Nor did his contribution end there. He served on the editorial boards of the Bulletin of the School of Oriental and African Studies and of the Journal of the RAS. Taking over the editorship of the latter journal in 1987, he maintained and consolidated the trend, begun under his predecessor Charles Beckingham, of expanding the scope of coverage well beyond the bounds of the one-time British Empire to embrace the entire Asian landmass; and he was unstinting in the time he spent on this task. Until 2013 he was also chair of the editorial board of the Cambridge Studies in Islamic Civilization series, in which capacity he sponsored the publication of a large number of books on Islamic history, often by early-career scholars; he remained a member of the board until his death. A few years ago the British Institute of Persian Studies did him the signal honour of electing him as its Honorary Vice-President.
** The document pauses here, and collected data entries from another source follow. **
PR #1997, opened 2024-04-15
QuakeSet dataset

isaaccorley:
This PR adds the QuakeSet dataset from the paper ["QuakeSet: A Dataset and Low-Resource Models to Monitor Earthquakes through Sentinel-1", Cambrin et al.](https://arxiv.org/abs/2403.18116). This is also the dataset that will be used for the new ECML-PKDD 2024 Seismic Analysis

Sample plots (plotting (VV, VH, VV / VH) as RGB false color image:

image1
 and Monitoring Challenge (SMAC).

image2

@DarthReca @nilsleh


adamjstewart:
Drop in coverage is real, you're missing coverage for ImportError

docs/api/non_geo_datasets.csv
```diff
@@ -29,6 +29,7 @@ Dataset,Task,Source,License,# Samples,# Classes,Size (px),Resolution (m),Bands
 `PASTIS`_,I,Sentinel-1/2,"CC-BY-4.0","2,433",19,128x128xT,10,MSI
 `PatternNet`_,C,Google Earth,-,"30,400",38,256x256,0.06--5,RGB
 `Potsdam`_,S,Aerial,-,38,6,"6,000x6,000",0.05,MSI
+`QuakeSet`_,C,Sentinel-1,"OpenRAIL","3,327",2,512x512,5,SAR
```
nilsleh, line 32: do we also need to add "R" for Regression?

torchgeo/datamodules/quakeset.py
```diff
@@ -0,0 +1,42 @@
...
+from .geo import NonGeoDataModule
+
+
+class QuakeSetDataModule(NonGeoDataModule):
+    """LightningDataModule implementation for the QuakeSet dataset.
+
+    .. versionadded:: 0.6
+    """
+
+    mean = torch.tensor(0.0)
```
nilsleh, line 22: would it help if we actually compute some reasonable normalization statistics for the challenge based on the train set? or should we leave that to participants to decide how they scale data?

torchgeo/datasets/quakeset.py
```diff
@@ -0,0 +1,289 @@
...
+    for the Seismic Monitoring and Analysis (SMAC) ECML-PKDD 2024 Discovery Challenge.
+
+    Dataset features:
+
+    * Sentinel-1 SAR imagery
+    * before/pre/post imagery of areas affected by earthquakes
+    * 2 multispectral bands (VV/VH)
+    * 3,327 pairs of pre and post images with 5 m per pixel resolution (512x512 px)
+    * 2 classification labels (unaffected / affected by earthquake)
+    * earthquake magnitudes for each sample
```
nilsleh, line 34: I guess overall question, do we want to have Classification and Regression supported out of the box?

nilsleh: The magnitude is returned by default? But maybe we could also test it with a RegressionTask then?

isaaccorley: I think the issue is that they both can't be called "label" in the sample dict. So the only workaround would be to support only one or the other

torchgeo/datamodules/quakeset.py
isaaccorley: We can do this but I wasn't sure if that's the best way to normalize Sentinel-1 bands

isaaccorley:
> Drop in coverage is real, you're missing coverage for ImportError

It only took a few hours to get reported 🫠

torchgeo/datasets/quakeset.py
adamjstewart: This is an interesting observation, will add a note in #985

isaaccorley: I think we should leave it as a classification task for now and just return the magnitude as additional data if the user wants to use it.

nilsleh (approved):

torchgeo/datasets/quakeset.py
```diff
@@ -0,0 +1,289 @@
...
+    """QuakeSet dataset.
+
+    `QuakeSet <https://huggingface.co/datasets/DarthReca/quakeset>`__
+    is a dataset for Earthquake Change Detection and Magnitude Estimation and is used
+    for the Seismic Monitoring and Analysis (SMAC) ECML-PKDD 2024 Discovery Challenge.
+
+    Dataset features:
+
+    * Sentinel-1 SAR imagery
+    * before/pre/post imagery of areas affected by earthquakes
```
adamjstewart, line 30: What is the difference between before and pre?

torchgeo/datasets/quakeset.py
```diff
@@ -0,0 +1,289 @@
...
+    * 2 multispectral bands (VV/VH)
```
adamjstewart, line 31:
```suggestion
    * 2 SAR bands (VV/VH)
```

torchgeo/datasets/quakeset.py
```diff
@@ -0,0 +1,289 @@
...
+        image = sample["image"].permute((1, 2, 0)).numpy()
+        label = cast(int, sample["label"].item())
+        label_class = self.classes[label]
+
+        # Create false color image for pre image
+        vv = percentile_normalization(image[..., 0]) + 1e-16
+        vh = percentile_normalization(image[..., 1]) + 1e-16
+        pre_fci = np.stack([vv, vh, vv / vh], axis=-1).clip(0, 1)
+
+        # Create false color image for post image
```
adamjstewart, line 253: What about before?

torchgeo/datasets/quakeset.py
isaaccorley: The before+pre = unaffected area, pre+post = earthquake affected area. You can think of before+pre as a hard negative because it's of the same location of the earthquake but a "change" pair prior to the event.

torchgeo/datasets/quakeset.py
isaaccorley: Pre/post has different meanings here, it's just the images at t=1 and t=2. Maybe I can just rename as image1, image2?

torchgeo/datasets/quakeset.py
adamjstewart: Let's add this to the docstring in some form.

torchgeo/datasets/quakeset.py
isaaccorley: Changed to `fci1`, `fci2`

torchgeo/datasets/quakeset.py
isaaccorley: done

torchgeo/datasets/quakeset.py
isaaccorley: done

torchgeo/datasets/quakeset.py
```diff
@@ -0,0 +1,291 @@
...
+
+       * `h5py <https://pypi.org/project/h5py/>`_ to load the dataset
+
+    .. versionadded:: 0.6
+    """
+
+    filename = "earthquakes.h5"
+    url = "https://hf.co/datasets/DarthReca/quakeset/resolve/bead1d25fb9979dbf703f9ede3e8b349f73b29f7/earthquakes.h5"
+    md5 = "76fc7c76b7ca56f4844d852e175e1560"
+    splits = {"train": "train", "val": "validation", "test": "test"}
```
adamjstewart, line 63: Why not use "validation" instead of "val"? Then we don't need a dict to map.

torchgeo/datasets/quakeset.py
```diff
@@ -0,0 +1,291 @@
...
+                        data.append(
+                            dict(
+                                key=k,
+                                patch=patch,
+                                images=("before", "pre"),
+                                label=0,
+                                magnitude=0.0,
+                            )
+                        )
+        f.close()
```
adamjstewart, line 176: Can we use `with h5py.File(...) as f:`?

torchgeo/datasets/quakeset.py
```diff
@@ -0,0 +1,291 @@
...
+            the sample keys, patches, images, labels, and magnitudes
+        """
+        import h5py
+
+        f = h5py.File(self.filepath)
+
+        data = []
+        for k in sorted(f.keys()):
+            if f[k].attrs["split"] != self.splits[self.split]:
+                continue
```
adamjstewart, line 149: What is this needed for?

torchgeo/datasets/quakeset.py
isaaccorley: The dataset h5 file attributes uses "validation". All other torchgeo dataset splits use "val".

torchgeo/datasets/quakeset.py
isaaccorley: Seems like that just adds more indentation

torchgeo/datasets/quakeset.py
isaaccorley: To skip samples that aren't part of the split

torchgeo/datasets/quakeset.py
adamjstewart: > All other torchgeo dataset splits use "val".

This is by coincidence, not rule. So2Sat also uses "validation".

torchgeo/datasets/quakeset.py
adamjstewart: It also helps prevent file handle leaks if the process dies inside the loop.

Within a career spanning almost four decades, David taught a broad range of courses including not merely the Mongol Empire but medieval Islamic history, the Crusades, the history of Muslim South Asia and Afghanistan and even more modern topics such as The Great Game. He supervised numerous PhD students, several of whom themselves went on to distinguished academic careers. Successive generations of undergraduates found his teaching inspiring; although his notorious habit, in lectures and seminars, of disagreeing with what he had written himself some years previously was a source of consternation to those students for whom the tutor's printed utterances possessed an almost sacerdotal quality.
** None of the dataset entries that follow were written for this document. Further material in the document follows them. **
PR #2003, opened 2024-04-16
Fix plotting in datamodules when dataset is a Subset

calebrob6:
We have a `.plot(...)` method in our `BaseDataModule` that routes plot requests from the trainers through to the dataset object's `.plot(...)` method. This currently only works if `trainer.dataset` or `trainer.val_dataset` has a plot method. However, when you call `torch.utils.data.random_split` to get a train/val split, your dataset objects are `Subsets` which don't have a plot method.

### DIFF
--- a/torchgeo/datamodules/geo.py
+++ b/torchgeo/datamodules/geo.py
@@ -11,7 +11,7 @@ import torch
 from lightning.pytorch import LightningDataModule
 from matplotlib.figure import Figure
 from torch import Tensor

It is a testimony to his stature that on a number of occasions he was asked to write the foreword/afterword to volumes of essays on the Mongols or to provide the introduction to a reprinted translation of a major primary source like Boyle's Juwayni: The History of the World Conqueror or E. A. Wallis Budge's The Monks of Kublai Khan. In both the UK and the USA he was frequently approached, too, by journalists for comments on the Arab Spring or the current situation in Afghanistan or Iraq. In May 2016 he was presented with a festschrift, The Mongols and Post-Mongol Asia (volume 26, parts 1-2, of this Journal), edited by his one-time doctoral student, Professor Timothy May, and comprising twenty-nine essays dedicated by friends and former colleagues and students to a leading figure in his field.

David Morgan died in Harefield Hospital, Middlesex, on 23 October 2019 at the age of seventy-four, after a short illness and following an operation to replace an aortic valve. He leaves his beloved wife of forty years’ standing, Johanna; three daughters; and a grandson. We extend our deepest sympathy to them in their bereavement. David will be widely and sorely missed. His historical interests extended well beyond the Mongols and the world of Islam, and he had an impressive knowledge of English and European history, on which he read avidly. As someone who has known him for forty-four years, I shall always recall with warm pleasure our conversations, including those at his homes in Tring and in Madison, where our discussions before dinner were lubricated by a gin and tonic (‘the Elixir of Life’, as he always called it). His openness, kindness and ready humour, his modesty and lack of pretension won him the affection and regard of a great many people, both within and outside the academic world, and the lasting gratitude of younger scholars who benefited from his guidance and whose work he helped to nurture towards publication. Not merely have the fields of Mongol and Islamic history suffered a heavy loss; many of us, no less importantly, have lost a good and much valued friend.